[Dataset entries]
PR #327, opened 2026-06-21
Exclude human approval time from the footer's turn time

egonSchiele:
## What

The footer's "time taken" now measures **LLM + tool + agent-compute time only** — it no longer includes the time a human spends responding to a mid-turn approval prompt.

## The bug

The footer reported `Date.now() - turnStartMs` — naive wall-clock spanning the whole `onSubmit(line)` call. Approval interrupts run **inline** (`runHandlerChain`), and their menu (`chooseOption` → `_runPrompt` → `await prompts(...)`) blocks on the human *inside* that window. So if the agent paused for an approval and you took 30s to decide, those 30s were in the reported time. (The time you spend typing the prompt itself was already excluded — `turnStartMs` is set after readline returns.)

## The fix

A process-global **human-wait clock** (`runtime/utils.ts`):

- Every line-mode human prompt funnels through `ui.ts`'s `_runPrompt`, which now wraps its body in `measureHumanWait(...)` to charge time-blocked-on-the-human to the clock (on both resolve and throw paths, so a cancelled approval still doesn't count).
- The footer snapshots the clock before/after the turn — exactly as it already does for tokens — and subtracts the delta from wall-clock, floored at 0 (`computeTurnElapsedMs`).

This generalizes cleanly: **any** wait on a human-input primitive (approval menus, `prompt()`, `askUser`, reject free-text) is excluded; nothing else is.

## Scope

The line-mode REPL footer (what the agency-agent uses). Out of scope by construction:
- Top-level message composition (`askLine`, `/paste`) — outside the turn window already.
- The alt-screen TUI — separate status bar, not this footer.

## Tests

- `lib/runtime/utils.test.ts` — human-wait clock accumulation, ignores non-positive durations, and `measureHumanWait` charges the blocked time on both the resolve and throw paths.
- `lib/stdlib/cli.test.ts` — `computeTurnElapsedMs` subtracts the human-wait delta, no-ops when there was none, and floors at 0.

Coverage boundary: the in-`_runLineRepl` wiring (snapshot + subtract) and the one-line `_runPrompt` wrap aren't unit-tested directly (that path needs a PTY), but both building blocks they compose are. All unit tests pass; existing `ui.test.ts` (28) still passes; structural linter clean.

### DIFF
--- a/packages/agency-lang/lib/runtime/utils.ts
+++ b/packages/agency-lang/lib/runtime/utils.ts
@@ -171,3 +171,39 @@ export function updateTokenStats(args: {
   tokenStats.cost.outputCost += cost.outputCost || 0;
   tokenStats.cost.totalCost += cost.totalCost || 0;
 }
+
+// ── Human-wait clock ──────────────────────────────────────────────────
+// Cumulative milliseconds the process has spent BLOCKED on human input —
+// interrupt approval menus, prompt(), askUser, reject free-text. Every
+// line-mode human prompt funnels through ui.ts's `_runPrompt`, which wraps
+// its body in `measureHumanWait`. The REPL footer snapshots this counter
+// before/after a turn and subtracts the delta from wall-clock elapsed, so
+// the reported "time taken" reflects LLM + tool + agent compute only and
+// never the seconds a human spent deciding. Monotonic and process-global
+// (the single-process REPL serves one human at a time); `performance.now`
+// keeps it immune to wall-clock adjustments.
+let __humanWaitMs = 0;
+
+/** Add a measured human-input blocking duration (ms) to the cumulative
+ *  clock. Non-positive durations are ignored. */
+export function recordHumanWaitMs(ms: number): void {
+  if (ms > 0) __humanWaitMs += ms;
+}
+
+/** Read the cumulative human-wait clock (ms). Snapshot before/after a turn
+ *  and subtract the delta from wall-clock elapsed. */
+export function readHumanWaitMs(): number {
+  return __humanWaitMs;
+}
+
+/** Run `fn`, charging the time it spends blocked to the human-wait clock.
+ *  Records on both the resolve and throw paths (so a cancelled prompt
+ *  still doesn't count human deliberation as compute time). */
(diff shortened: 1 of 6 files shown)


packages/agency-lang/lib/runtime/utils.ts
```diff
@@ -171,3 +171,39 @@ export function updateTokenStats(args: {
...
+// Cumulative milliseconds the process has spent BLOCKED on human input —
+// interrupt approval menus, prompt(), askUser, reject free-text. Every
+// line-mode human prompt funnels through ui.ts's `_runPrompt`, which wraps
+// its body in `measureHumanWait`. The REPL footer snapshots this counter
+// before/after a turn and subtracts the delta from wall-clock elapsed, so
+// the reported "time taken" reflects LLM + tool + agent compute only and
+// never the seconds a human spent deciding. Monotonic and process-global
+// (the single-process REPL serves one human at a time); `performance.now`
+// keeps it immune to wall-clock adjustments.
+let __humanWaitMs = 0;
```
egonSchiele: NEVER keep global state in typescript like this. If you track global state in agency instead, it will create a copy of that global state for each execution of that agent, enabling no-effort state isolation:
https://agency-lang.com/guide/execution-model.html

The way you have it set up here, this code can only ever be used by a single run of the agent concurrently. I actually don't see any reason to put any of this logic in typescript at all. I think all of this could simply be logic inside agency.

egonSchiele: Good call — fixed in 65b1c257836a04eb6fff9a4022eb4bf482ade6ef. Moved the counter into the per-execution `GlobalStore` `__internal` blob (next to the token stats the footer already reads), so each agent run gets its own isolated counter — no shared module state. `recordHumanWaitMs(globals, ms)`/`readHumanWaitMs(globals)` now read/write `__tokenStats.humanWaitMs`; `withTokenStats()` seeds it (and it serializes/restores with the blob for free). The new unit tests assert two stores never share a counter. The remaining TS is just the measurement at the single prompt chokepoint (`_runPrompt`) and the footer subtraction — both inherently TS-side (the prompt blocks in `ui.ts`, the footer prints in `_runLineRepl`) — but the state is fully in the agency global store now.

The problem =>
Reproduce exactly, please, only the lines from the start of the data above to the line that contains "A process-global **human-wait", with both ends kept.

Task answer =>
PR #327, opened 2026-06-21
Exclude human approval time from the footer's turn time

egonSchiele:
## What

The footer's "time taken" now measures **LLM + tool + agent-compute time only** — it no longer includes the time a human spends responding to a mid-turn approval prompt.

## The bug

The footer reported `Date.now() - turnStartMs` — naive wall-clock spanning the whole `onSubmit(line)` call. Approval interrupts run **inline** (`runHandlerChain`), and their menu (`chooseOption` → `_runPrompt` → `await prompts(...)`) blocks on the human *inside* that window. So if the agent paused for an approval and you took 30s to decide, those 30s were in the reported time. (The time you spend typing the prompt itself was already excluded — `turnStartMs` is set after readline returns.)

## The fix

A process-global **human-wait clock** (`runtime/utils.ts`):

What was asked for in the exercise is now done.